Hello everyone,
I am currently working on a project for the university: Thyroid Disease. The purpose is to understand the influence of parameters (age, pregnancy, TSH, t4...) on the diagnostic of the patient (hypothyroid, hyperthyroid...).
I have a huge matrix with:
- rows: the patient
- columns: parameters
age: continuous.
sex: M,F.
on_thyroxine: f,t.
query_on_thyroxine: f,t.
on_antithyroid_medication: f,t.
thyroid_surgery: f,t.
query_hypothyroid: f,t.
query_hyperthyroid: f,t.
pregnant: f,t.
sick: f,t.
tumor: f,t.
lithium: f,t.
goitre: f,t.
TSH_measured: y,n.
TSH: continuous.
T3_measured: y,n.
T3: continuous.
TT4_measured: y,n
TT4: continuous.
T4U_measured: y,n.
T4U: continuous.
FTI_measured: y,n.
FTI: continuous.
TBG_measured: y,n.
TBG: continuous.
DIAGNOSTIC (hyperthyroidn hypothyroid...)
- My first question: I am not sure if I understand the data-->What does parameters with query mean? If the patient takes the thyroxine as the medication (in this case, what does "on thyroxine" mean ?) or if he asks to have the thyroxine (yes would be yes he asked the doctor to have the drug). I try to find the relative article to understand the data """See the following for a discussion of relevant experiments and related work: | Quinlan,J.R., Compton,P.J., Horn,K.A., & Lazurus,L. (1986).""" but I didn't find it
- My second question: I build networks with several algorithm: ARACNE, PC, HC, MMHC. And each time, I get a different network where the link between parameters are different. So I don't know what information I can get from these networks, which one is correct. Which method do you recommend to compare these network?

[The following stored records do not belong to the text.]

PR #11927, opened 2018-11-20
HPCC-20974 Optimize the code that resolves dataset selectors

ghalliday:
The previous code reported the issues when the no_select expression was traversed
but that required expressions to be walked multiple times in different scopes.
Moving the check to the outer expressions allows more expressions to be traversed
only once.

## Type of change:

## Checklist:
  - [x] The commit is signed.
  - [ ] Scalability
  - [ ] Performance
  - [ ] Security
  - [ ] Thread-safety
  - [ ] Premature optimization

### DIFF
--- a/ecl/hqlcpp/hqlttcpp.cpp
+++ b/ecl/hqlcpp/hqlttcpp.cpp
@@ -9922,7 +9922,7 @@ IHqlExpression * HqlLinkedChildRowTransformer::createTransformedBody(IHqlExpress
 
 HqlScopeTaggerInfo::HqlScopeTaggerInfo(IHqlExpression * _expr) : MergingTransformInfo(_expr)
 {
-    if (!onlyTransformOnce() && isIndependentOfScope(_expr))
+    if (!onlyTransformOnce() && (!containsImplicitNormalize(_expr) || _expr->isIndependentOfScope()))
     {
         //If the node doesn't have any active selectors then it isn't going to be context dependent
         setOnlyTransformOnce(true);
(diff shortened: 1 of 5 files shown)


ghalliday:
I'm not sure if this should go in 7.0.2.  It is only really worth it if subsequent changes in the same area produce significant benefits.
@shamser please review.

ecl/hqlcpp/hqlttcpp.cpp
```diff
@@ -10482,6 +10561,37 @@ void HqlScopeTagger::reportError(WarnErrorCategory category, const char * msg)
...
+
+    //Recursively search for an expression which refers to the first selector that is unresolved.
+    IHqlExpression * selector = &inScope.item(0);
+    IHqlExpression * location = nullptr;
+    IHqlExpression * original = findOriginalReference(&location, expr, transformed, selector);
+    if (original)
+    {
+        StringBuffer exprText;
+        getECL(original->queryBody(), exprText);
+
```
shamser: elideString isn't used here.  Are we sure that this regenerated Ecl not going to be too long?

ecl/hqlcpp/hqlttcpp.cpp
```diff
@@ -9970,6 +9983,52 @@ Datasets
...
+        if (transformOp != expr->getOperator())
+            return nullptr;
+
+        //Keep track of the best location that we have seen so far
+        IHqlExpression * symbol = queryLocation(expr);
+        if (symbol && location && (symbol->getStartLine() != 0))
+            *location = symbol;
+
+        //Find the first child expression that is also dependent on that selector
+        unsigned match = NotFound;
```
shamser: minor: NotFound is a constant from jarray header file, so should really be used for purposes other than related to jarray. (Also, NotFound is of type aindex_t.  It works but mixing types isn't ideal)

shamser (commented):
@ghalliday A couple of minor comments.

ecl/hqlcpp/hqlttcpp.cpp
ghalliday: I will change to use elideString, but it would have to be very obscure for this to be too long - the left hand side is almost certainly a named symbol, which will mean the string remains relatively short.  That isn't true for the other output.

ecl/hqlcpp/hqlttcpp.cpp
ghalliday: picky, but fair.  I'll look at changing.

ghalliday:
@shamser updated

shamser (approved):
@richardkchapman Code reviewed. Looks good.

richardkchapman:
@ghalliday Do you want to sqash before I merge?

I build a network for each diagnosis:
- hyperthyroid: there are 400 patients
- hypothyroid: there are 160 patients
I want to know if the network is the result of reducing my sample number (9000--> 400 patients) or there is a real influence of the diagnosis on the network. So my hint was to select randomly for example 400 patients among the data. And calculate a distance between the network constructed with the 9000 patients and the random networks with 400 patients and the distance between the network with 9000 patients and my network with my real 400 patients. Then I don't know how to compare this distance.
Thank you for your help
Baptiste
"to understand the influence of parameters ... on the diagnostic ..." sounds like a regression/classification problem to me. Alternatively it can be viewed as a feature selection problem.
In such a situation, I would probably start with something like discriminant analysis to understand the separability of the diagnostics. I don't think a network approach is warranted here.
Thank you for your reply,
Yes you are right but the problem is that I have to use networks for the project.
Thank you again Jean-Karim
Using different algorithms to infer a network from your data will almost always give you different networks. Each algorithm has its own way of deciding which nodes to link so the meaning of an edge is usually different between the networks. The R package minet has a function to compare two networks that may be useful.